Our total stockholders' equity increased by $123,630 during the first nine months of 2015, principally due to $735,816 in retained earnings and $75,094 of amortization of our ESOP loan. These increases were substantially offset as we repurchased 59,947 shares of common stock during 2015, resulting in an increase in treasury shares of $743,316. We are currently in our fourth stock repurchase program. The Bancorp's Tier 1 capital ratio was 8.99% at September 30, 2015. Book value per common share increased from $15.36 at year end 2014 to $15.94 at September 30, 2015.

For the first nine months of 2015, pre-tax income decreased to $1.9 million from $2.0 million for the first nine months of 2014, a reduction of $89,271, or 4.5%. Net income for the nine months ended September 30, 2015 was $1.0 million, or basic net income of $0.60 per common share, as compared to a net income of $1.1 million, or basic net income of $0.61 per common share, for the nine months ended September 30, 2014. The decrease in net income for the nine months ended September 30, 2015 compared to the same period in 2014 was attributable principally to a $544,167 increase in non-interest expense and the $155,266 valuation allowance recorded against of our deferred tax asset, as discussed above, substantially offset by $298,765 increase in net interest income, a $91,131 increase in non-interest income, and a $65,000 decrease in the provision for loan losses. 

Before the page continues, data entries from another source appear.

Issue #1276, opened 2022-06-30
symbolizer: Add metrics of `symbolizer` package


kakkoyun:
- Success and failures
- Reasons
- How much does it take to finish a round?
- How much does it take to store the symbolized locations?

PR #1640, opened 2022-08-31
Count symbolizer attempts and errors

marselester:
Hi! I would like to tackle https://github.com/parca-dev/parca/issues/1276 issue, but I am not sure I got it right.

> Success and failures
> Reasons

I assumed that one should count symbolization attempts and pay attention to failure reasons.

> How much does it take to finish a round?

Did you mean a duration of `runSymbolizationCycle()` or something else?

> How much does it take to store the symbolized locations?

Did you mean a duration or a size of locations `s.metastore.CreateLocationLines()`?


pkg/symbolizer/symbolizer.go
```diff
@@ -33,6 +34,11 @@ import (
 
 type Symbolizer struct {
 	logger log.Logger
+	// attempts counts the total number of symbolization attempts.
+	attempts prometheus.Counter
+	// errors counts the total number of symbolization errors, partitioned by an error reason
+	// such as failure to fetch unsymbolized locations.
+	errors *prometheus.CounterVec
```
marselester, line 41: I used two counters, although one can do the job. Please let me know which option you prefer.

pkg/symbolizer/symbolizer.go
```diff
@@ -89,8 +114,10 @@ func (s *Symbolizer) runSymbolizationCycle(ctx context.Context) {
 			Limit:  s.batchSize,
 			MinKey: prevMaxKey,
 		})
+		s.attempts.Inc()
 		if err != nil {
 			level.Error(s.logger).Log("msg", "failed to fetch unsymbolized locations", "err", err)
+			s.errors.With(prometheus.Labels{"reason": "fetch_unsymbolized_locations"}).Inc()
```
marselester, line 120: If `fetch_unsymbolized_locations` is too verbose, I will try to come up with a shorter name.

marselester:
Hm, golangci-lint times out `Timeout exceeded: try increasing it by passing --timeout option`.

kakkoyun:
> Did you mean a duration of `runSymbolizationCycle()` or something else?

Yes, exactly this.

> Did you mean a duration or a size of locations `s.metastore.CreateLocationLines()`?

Ditto :+1:

pkg/symbolizer/symbolizer.go
kakkoyun: This looks perfect :+1:

pkg/symbolizer/symbolizer.go
```diff
@@ -89,8 +114,10 @@ func (s *Symbolizer) runSymbolizationCycle(ctx context.Context) {
 			Limit:  s.batchSize,
 			MinKey: prevMaxKey,
 		})
+		s.attempts.Inc()
```
kakkoyun, line 117: So the counters actually count per batch. This is worth mentioning in the description.

kakkoyun: We should also consider this when we add the histogram for the duration.

pkg/symbolizer/symbolizer.go
kakkoyun: I think it's fine :+1:

kakkoyun (commented):
LGTM. Awesome work! Thanks a lot for your contribution.

I've commented inline. They're just minor things.

marselester:
Thanks! I've added histograms as well.

pkg/symbolizer/symbolizer.go
```diff
@@ -55,22 +69,57 @@ type DebugInfoFetcher interface {
...
 	debuginfo DebugInfoFetcher,
 	symbolizer *symbol.Symbolizer,
 	debuginfodCacheDir string,
 	debuginfoCacheDir string,
 	batchSize uint32,
 ) *Symbolizer {
-	return &Symbolizer{
+	attemptsTotal := prometheus.NewCounter(
+		prometheus.CounterOpts{
+			Name: "symbolizer_attempts_total",
```
kakkoyun, line 82:
```suggestion
			Name: "symbolizer_symbolication_attempts_total",
```

pkg/symbolizer/symbolizer.go
```diff
@@ -55,22 +69,57 @@ type DebugInfoFetcher interface {
...
+			Help: "Total number of symbolization attempts in batches.",
+		},
+	)
+	errorsTotal := prometheus.NewCounterVec(
+		prometheus.CounterOpts{
+			Name: "symbolizer_errors_total",
```
kakkoyun, line 88:
```suggestion
			Name: "symbolizer_symbolication_errors_total",
```

pkg/symbolizer/symbolizer.go
```diff
@@ -55,22 +69,57 @@ type DebugInfoFetcher interface {
...
+			Help: "Total number of symbolization errors in batches, partitioned by an error reason.",
+		},
+		[]string{"reason"},
+	)
+	duration := prometheus.NewHistogram(
+		prometheus.HistogramOpts{
+			Name:    "symbolizer_duration_seconds",
```
kakkoyun, line 95:
```suggestion
			Name:    "symbolizer_symbolication_duration_seconds",
```

pkg/symbolizer/symbolizer.go
```diff
@@ -55,22 +69,57 @@ type DebugInfoFetcher interface {
...
+	reg *prometheus.Registry,
 	metastore pb.MetastoreServiceClient,
 	debuginfo DebugInfoFetcher,
 	symbolizer *symbol.Symbolizer,
 	debuginfodCacheDir string,
 	debuginfoCacheDir string,
 	batchSize uint32,
 ) *Symbolizer {
-	return &Symbolizer{
+	attemptsTotal := prometheus.NewCounter(
```
kakkoyun, line 80:
```suggestion
	attemptsTotal := promauto.With(reg).NewCounter(
```

pkg/symbolizer/symbolizer.go
```diff
@@ -55,22 +69,57 @@ type DebugInfoFetcher interface {
...
+		prometheus.CounterOpts{
+			Name: "symbolizer_attempts_total",
+			Help: "Total number of symbolization attempts in batches.",
+		},
+	)
+	errorsTotal := prometheus.NewCounterVec(
```
kakkoyun, line 86:
```suggestion
	errorsTotal := promauto.With(reg).NewCounterVec(
```

pkg/symbolizer/symbolizer.go
```diff
@@ -55,22 +69,57 @@ type DebugInfoFetcher interface {
...
+		prometheus.CounterOpts{
+			Name: "symbolizer_errors_total",
+			Help: "Total number of symbolization errors in batches, partitioned by an error reason.",
+		},
+		[]string{"reason"},
+	)
+	duration := prometheus.NewHistogram(
```
kakkoyun, line 93:
```suggestion
	duration := promauto.With(reg).NewHistogram(
```

pkg/symbolizer/symbolizer.go
```diff
@@ -55,22 +69,57 @@ type DebugInfoFetcher interface {
...
+		prometheus.HistogramOpts{
+			Name:    "symbolizer_duration_seconds",
+			Help:    "How long it took in seconds to finish a round of the symbolization cycle in batches.",
+			Buckets: []float64{0.001, 0.01, 0.1, 0.3, 0.6, 1, 3, 6, 9, 20, 30, 60, 90, 120},
+		},
+	)
+	storeDuration := prometheus.NewHistogram(
```
kakkoyun, line 100:
```suggestion
	storeDuration := promauto.With(reg).NewHistogram(
```

pkg/symbolizer/symbolizer.go
```diff
@@ -55,22 +69,57 @@ type DebugInfoFetcher interface {
...
+		prometheus.HistogramOpts{
+			Name:    "symbolizer_store_duration_seconds",
+			Help:    "How long it took in seconds to store a batch of the symbolized locations.",
+			Buckets: []float64{0.001, 0.01, 0.1, 0.3, 0.6, 1, 3, 6, 9, 20, 30, 60, 90, 120},
+		},
+	)
+	reg.MustRegister(attemptsTotal, errorsTotal, duration, storeDuration)
```
kakkoyun, line 107: I would rather suggest using `promauto` package and registering in-line to be consistent with the rest of the code base.

kakkoyun (commented):
Awesome work!

I just realized we are missing the action name in the metric name `symbolizer ` is being subsystem name. (And I recently discovered `symbolication` is a more correct term).

And let's use `promauto` package to be consistent with the rest of the code base.

pkg/symbolizer/symbolizer.go
marselester: Good point, I have found a few examples in parca-agent repository.

marselester:
Good points! I also added `parca_` prefix to the metrics.

pkg/symbolizer/symbolizer.go
```diff
@@ -55,22 +70,64 @@ type DebugInfoFetcher interface {
...
 	debuginfo DebugInfoFetcher,
 	symbolizer *symbol.Symbolizer,
 	debuginfodCacheDir string,
 	debuginfoCacheDir string,
 	batchSize uint32,
 ) *Symbolizer {
-	return &Symbolizer{
+	attemptsTotal := promauto.With(reg).NewCounter(
+		prometheus.CounterOpts{
+			Namespace: "parca",
```
kakkoyun, line 83: I think we should omit `Namespace: "parca"`. This will result in the metric name being `parca_symbolizer_symbolication_attempts_total`. We don't use `parca` as a prefix elsewhere. 
Also, I don't mind collecting everything in the name. The same goes for metrics.

kakkoyun (approved):
Awesome :tada: 

Only one thing left and we can merge it.

pkg/symbolizer/symbolizer.go
marselester: Alright, that's done :)

kakkoyun (approved):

The increase in non-interest expense of $544,167 was due primarily to: (i) a $301,195 increase in other expenses due to recording of $153,256 in expenses related to a non-performing loan sale in the second quarter of 2015, a $49,500 increase in New York State and New York City franchise tax due to the recent tax law changes, $33,575 increase in loan servicing fees paid on participation loans, $28,718 increase in checkbook charges due to increased customer base, and a $14,900 loss on a fraud; (ii) a $213,168 increase in salary and benefits due to increased staff. These increases were partially offset by a $56,161 decrease in legal fees due to a recovery of a charged-off loan which the legal fees had been expensed and the settlement received on our previous litigation. Income tax expense decreased $50,746 due to the reduction of our effective tax rate to 35% partially offset by an increase in the valuation allowance recorded against the New York City portion of the net deferred tax asset, both as a result of the recently enacted tax law changes. The effective tax rate has dropped to approximately 35% and we expect it to remain at that level in the future based upon our current income profile, assuming no further changes in tax laws. The net interest margin increased by 14 basis points to 3.04% for the nine months ended September 30, 2015 from 2.90% in the same period in 2014, as the average balance of our loans grew by 27%, the average balance on our investment securities rose by 9% and the level of overnight deposits was reduced by 65%. Average interest earning assets for the nine months ended September 30, 2015 increased by $4.4 million, or 1.6%, from the same period in 2014.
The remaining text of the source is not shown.